Stored items:
---*---

PR #1435, opened 2025-09-10
fix: pause acceptor vault's deposits / require fresh report on rebalance

### LINKED ISSUE #1391: [Bug]: Missing fresh report requirements enable operations on stale vault data

### LINKED ISSUE #1471: [Bug]: should check pause deposits for a vault that receive badDebt
### Summary

they should not be able to deposit eth in this state 

### Expected Behavior

-

### Potential Impact

-

### Steps to Reproduce

-

### Possible Solutions

_No response_

### Guidelines

tamtamchik:
- Pause the vault acceptor in case of obligations.
- Added comments to functions that need a fresh report, and included a request for a fresh report in:
   - rebalance
   - resumeBeaconChainDeposits
- Fixed comment for permissionless forceValidatorExit.

### DIFF
--- a/contracts/0.8.25/vaults/VaultHub.sol
+++ b/contracts/0.8.25/vaults/VaultHub.sol
@@ -386,12 +386,9 @@ contract VaultHub is PausableUntilWithRoles {
     /// @param _liabilitySharesTarget maximum amount of liabilityShares that will be preserved, the rest will be
     ///         marked as redemptionShares. If value is greater than liabilityShares, redemptionShares are set to 0
     /// @dev NB: Mechanism to be triggered when Lido Core TVL <= stVaults TVL
-    /// @dev requires the fresh report
     function setLiabilitySharesTarget(address _vault, uint256 _liabilitySharesTarget) external onlyRole(REDEMPTION_MASTER_ROLE) {
         VaultConnection storage connection = _checkConnection(_vault);
         VaultRecord storage record = _vaultRecord(_vault);
-
-        _requireFreshReport(_vault, record);
 
         uint256 liabilityShares_ = record.liabilityShares;
         uint256 redemptionShares = liabilityShares_ > _liabilitySharesTarget ? liabilityShares_ - _liabilitySharesTarget : 0;
@@ -765,13 +762,11 @@ contract VaultHub is PausableUntilWithRoles {
     /// @param _amountOfShares amount of shares to burn
     /// @dev msg.sender should be vault's owner
     /// @dev this function is designed to be used by the smart contract, for EOA see `transferAndBurnShares`
-    /// @dev requires the fresh report
     function burnShares(address _vault, uint256 _amountOfShares) public whenResumed {
         _requireNotZero(_amountOfShares);
         _checkConnectionAndOwner(_vault);
 
         VaultRecord storage record = _vaultRecord(_vault);
-        _requireFreshReport(_vault, record);
 
         _decreaseLiability(_vault, record, _amountOfShares);
 
@@ -786,7 +781,6 @@ contract VaultHub is PausableUntilWithRoles {
     /// @param _vault vault address
     /// @param _amountOfShares amount of shares to transfer and burn
     /// @dev msg.sender should be vault's owner
-    /// @dev requires the fresh report
     function transferAndBurnShares(address _vault, uint256 _amountOfShares) external {
         LIDO.transferSharesFrom(msg.sender, address(this), _amountOfShares);
 
--- a/contracts/0.8.25/vaults/VaultHub.sol
+++ b/contracts/0.8.25/vaults/VaultHub.sol
@@ -589,6 +589,8 @@ contract VaultHub is PausableUntilWithRoles {
                 _overrideOperatorLimits: true
             });
 
+            _updateBeaconChainDepositsPause(_vaultAcceptor, acceptorRecord, acceptorConnection);
+
             emit BadDebtSocialized(_badDebtVault, _vaultAcceptor, badDebtSharesToAccept);
         }
 
--- a/contracts/0.8.25/vaults/VaultHub.sol
+++ b/contracts/0.8.25/vaults/VaultHub.sol
@@ -713,7 +713,10 @@ contract VaultHub is PausableUntilWithRoles {
         _requireNotZero(_shares);
         _checkConnectionAndOwner(_vault);
 
-        _rebalance(_vault, _vaultRecord(_vault), _shares);
+        VaultRecord storage record = _vaultRecord(_vault);
+        _requireFreshReport(_vault, record);
+
+        _rebalance(_vault, record, _shares);
     }
 
     /// @notice mint StETH shares backed by vault external balance to the receiver address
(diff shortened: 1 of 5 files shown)


contracts/0.8.25/vaults/VaultHub.sol
```diff
@@ -713,7 +715,10 @@ contract VaultHub is PausableUntilWithRoles {
         _requireNotZero(_shares);
         _checkConnectionAndOwner(_vault);
 
-        _rebalance(_vault, _vaultRecord(_vault), _shares);
+        VaultRecord storage record = _vaultRecord(_vault);
+        _requireFreshReport(_vault, record);
+
+        _rebalance(_vault, record, _shares);
```
TheDZhon, line 728: let's put `_requireFreshReport` inside `_rebalance`

TheDZhon: or even find a more common place (withdraw semantics)

TheDZhon (commented):
LGTM, except only for some refactoring to make the code more local.

contracts/0.8.25/vaults/VaultHub.sol
tamtamchik: Moving inside causes duplication in many areas where we need to verify the total value beforehand, so I will stick with the current approach, but I will enforce report freshness in all external functions where the total value is needed (e.g., resume beacon chain deposits).

contracts/0.8.25/vaults/VaultHub.sol
```diff
@@ -385,11 +385,14 @@ contract VaultHub is PausableUntilWithRoles {
...
     /// @param _liabilitySharesTarget maximum amount of liabilityShares that will be preserved, the rest will be
     ///         marked as redemptionShares. If value is greater than liabilityShares, redemptionShares are set to 0
-    /// @dev NB: Mechanism to be triggered when Lido Core TVL <= stVaults TVL.
+    /// @dev NB: Mechanism to be triggered when Lido Core TVL <= stVaults TVL
+    /// @dev requires the fresh report
     function setLiabilitySharesTarget(address _vault, uint256 _liabilitySharesTarget) external onlyRole(REDEMPTION_MASTER_ROLE) {
         VaultConnection storage connection = _checkConnection(_vault);
         VaultRecord storage record = _vaultRecord(_vault);
 
+        _requireFreshReport(_vault, record);
```
TheDZhon: why though?

contracts/0.8.25/vaults/VaultHub.sol
```diff
@@ -749,11 +765,13 @@ contract VaultHub is PausableUntilWithRoles {
     /// @param _amountOfShares amount of shares to burn
     /// @dev msg.sender should be vault's owner
     /// @dev this function is designed to be used by the smart contract, for EOA see `transferAndBurnShares`
+    /// @dev requires the fresh report
     function burnShares(address _vault, uint256 _amountOfShares) public whenResumed {
         _requireNotZero(_amountOfShares);
         _checkConnectionAndOwner(_vault);
 
         VaultRecord storage record = _vaultRecord(_vault);
+        _requireFreshReport(_vault, record);
```
TheDZhon: feels extra, anyways we require it to initiate disconnect

TheDZhon (commented):
:eyes:

contracts/0.8.25/vaults/VaultHub.sol
tamtamchik: I thought about pausing the vault in an unhealthy state or obligations, but it indeed does not make sense since bringing the report will pause it anyway.

contracts/0.8.25/vaults/VaultHub.sol
tamtamchik: As above, bringing the report by itself will pause the vault (if required), so there is no need to force it here, as long as some external monitoring exists.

---*---

■ **Work order**: From the data above, count the lines that hold the string "more". Reply with only that number.

■ **Result for this exercise**: 2